One of the world’s top crypto exchanges is shutting accounts in Singapore, weeks after it exited China
Cryptocurrency exchange Huobi Global announced that it’s halting all services for its Singapore-based users only weeks after a Chinese state crackdown on cryptocurrencies forced the platform to stop its China operations.
On Tuesday evening, Huobi—the world’s sixth-largest crypto exchange by volume, according to CoinMarketCap—announced that “to comply with the laws of Singapore, we will have to include Singapore as a restricted jurisdiction. Regrettably, this means [we] can no longer offer services to Singapore-based users,” it said on its website.

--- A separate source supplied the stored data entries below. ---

PR #1426, opened 2022-02-10
feat(files): Files structure and implementation AP-469

josephmcg:
I know this isn't necessarily within the scope of the ticket, but Hogan and I thought it would be much easier to plug in textile after updating the UI to use the new classes/object shapes. Will plug it into textile after this gets merged/

**What this PR does** 📖
- implement new file system class
- allow creation of folders and dummy files on files page
- traverse directories
- liked/shared status for folders/files. Somewhat hacky solution though since Map has reactivity issues in Vue2

AP-469 (kind of. needs additional textile work, but this PR was getting too big)

- since the bucket needs a fileSystem in the constructor, I thought we may as well just use that one. let me know if this isn't what you had in mind. Maybe the bucket should just store the import instead, but then we should probably remove the required FS from the constructor.
- we may consider switching the children map on Directory to an array for better reactivity with Vue2. I've implemented hacky workarounds for any issues so far, but may not scale well (depending on how many reactive updates these items need to support). Vue3 supports Map once we upgrade
https://stackoverflow.com/questions/37130105/does-vue-support-reactivity-on-map-and-set-data-types

**Additional comments** 🎤
- How can we take advantage of the errors being thrown inside the classes? for instance, right now you can't create another child with the same name as an existing child. I was having trouble catching this error, then showing a corresponding message
- I needed to target a ref of a child component in `components/views/files/controls/Controls.vue`, let me know if my technique is bad


components/views/files/controls/Controls.vue
```diff
@@ -40,8 +39,24 @@ export default Vue.extend({
...
+      }
+      if (this.input.type === FilesViewEnum.FOLDER) {
+        // add folder
+        this.$store.commit('bucket/createDirectory', this.text)
+        this.input.show = false
+        this.text = ''
+        this.$emit('forceRender')
+        return
+      }
+      // add file todo - gather description
```
stavares843, line 54: added ticket - [AP-762](https://satellite-im.atlassian.net/browse/AP-762)

libraries/Files/Fil.ts
```diff
@@ -52,6 +52,11 @@ export class Fil extends Item {
     return new Fil(`${this.name} copy`, this._description, this._hash)
   }
 
+  // todo store file size after textile upload
```
stavares843, line 55: added ticket - [AP-763](https://satellite-im.atlassian.net/browse/AP-763)

libraries/Files/FilSystem.ts
```diff
@@ -190,20 +190,20 @@ export class FilSystem {
...
+  //   console.log(
+  //     `\n[${this.currentDirectoryPath.join('/')}]:` +
+  //       (this.currentDirectory.content
+  //         .map(
+  //           (item) =>
+  //             `\n[${item.constructor.name.substring(0, 1)}]-> ${item.name}`,
+  //         )
+  //         .join('') || '\n(empty)'),
+  //   )
+  // }
```
stavares843, line 206: do we need this block commented-out? 🔨

pages/files/browse/index.vue
```diff
@@ -36,100 +42,34 @@ export default Vue.extend({
...
+    // },
+    // loadPicture(file: File) {
+    //   if (!file) return
+    //   const self = this
+    //   const reader = new FileReader()
+    //   reader.onload = function (e: Event | any) {
+    //     if (e.target) self.$data.url = e.target.result
+    //   }
+    //   reader.readAsDataURL(file)
+    // },
```
stavares843, line 72: do we need this commented-out? 🔨  or is this a TODO thats not ready yet? 💥

phillsatellite:
This feature is super cool, only I could things I noticed when testing: 
Should the file icon and folder icon be different? 
Screen Shot 2022-02-10 at 8 35 47 PM

and the other thing is if you select new folder/file and then press enter right after it'll close the pop up for the new file/folder
https://user-images.githubusercontent.com/93608357/153526305-1e31c4dd-c9a0-4d2d-a67f-63606bc55fef.mov

libraries/Files/FilSystem.ts
josephmcg: I wanted to confirm with Matt if we can remove it. It just prints to the console. I'll remove and he will say something in review if he wants to keep it

pages/files/browse/index.vue
josephmcg: I'm gonna work on the file upload feature next, so I left it there as a note of the various steps I need to take (nsfw check, show thumbnail of upload if image). I can add a todo to make that more clear

josephmcg:
@phillsatellite 
Thanks Phill, fixing icons right now.

The reason the input is disappearing is because the add folder/file button is still focused after click (we can't see it due to css outlines being hidden, which is something we will fix in the [accessibility ticket](https://satellite-im.atlassian.net/browse/AP-521)). If you hit tab once or twice, you should see the focus switch to the input box. I'll work on a fix to automatically switch focus

josephmcg:
will reopen when it's ready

The platform will close all the accounts of its Singapore users by March 31 of next year, and access to Huobi services will be “gradually phased out” starting on that date. Singapore-based users should take “immediate action” to close their active positions and withdraw all digital assets before then, Huobi said.
It wasn’t immediately clear what triggered Huobi’s pullout from Singapore. But the company said late Wednesday that winding down services in Singapore was “planned” so it could set up Huobi Singapore—a new, regulated entity expected to launch by year-end.
In a statement, executive director and CEO of Huobi Singapore Edward Chen assured local users that “Huobi Singapore is here to stay for good…and we are excited to launch a new platform…committed to complying with both local and international regulations to provide a regulated and safe trading platform for retail and corporate users.”
Singapore has taken a more welcoming approach to cryptocurrency than some of its regional peers. The Monetary Authority of Singapore (MAS)—the city’s de facto central bank—licenses cryptocurrency exchanges and related firms.
Huobi Singapore is registered under FEU International, which falls under Hong Kong–based Huobi Technology. The MAS has granted the platform an exemption from holding a license while its application under the Payment Services Act is under review.
In total, 170 crypto firms have applied for licenses with the MAS, including Huobi competitors like Coinbase and Kraken. Global exchanges like Bybit and KuCoin have also set up their headquarters in the city.
The “best approach is not to clamp down or ban these things,” said Ravi Menon, managing director of the MAS in an interview with Bloomberg on Nov. 1.
Instead, Menon advocates for “strong regulations” for what he calls “crypto tokens.” The MAS is bullish on crypto and blockchain’s potential, particularly in expediting cross-border payments and trade finance, but has warned retail investors not to treat the “tokens” as an investment asset.
Du Jun, Huobi’s cofounder, helps run the business from Singapore.
Huobi’s new plans for Singapore follow the platform’s decision on Monday to relocate its spot trading services from Seychelles—where it was operating as a registered but unregulated entity—to Gibraltar to “align with…the global crypto industry moving towards compliant growth.”
A month earlier, the company stopped providing services to mainland China users after the country’s top regulators intensified their crypto crackdown, explicitly banning the trading and mining of all cryptocurrencies. It was China’s second action against the digital coins this year. In May, China forbade financial institutions and payments providers from offering crypto-related services.
From May to October this year, Huobi’s overall trading volume dropped 74% to $211 billion, says data from CryptoCompare.
In an interview with the Financial Times on Monday, Du acknowledged that the shuttering of Huobi’s China services would lead to a 30% drop in revenue. Huobi is “in the process of stopping servicing all our Chinese users. There will be no Chinese users on the platform…So our revenues from [these clients] are going to zero,” he said.
The crypto platform is now scouring for international business in crypto-friendly markets, like Russia and Latin American countries, Du told the FT. Huobi still operates crypto exchanges in Korea and Japan. In Hong Kong, it operates Huobi Technology, which sells electronic hardware and blockchain solutions, and Huobi Asset Management, which offers crypto-related investment funds; neither entity offers trading services for retail investors.
In recent months global regulators have pushed back against cryptocurrency exchanges like Huobi and related firms, arguing that more transparency and regulation is needed to mitigate the risks of the crypto market.
The story has been updated to include a new statement from Huobi.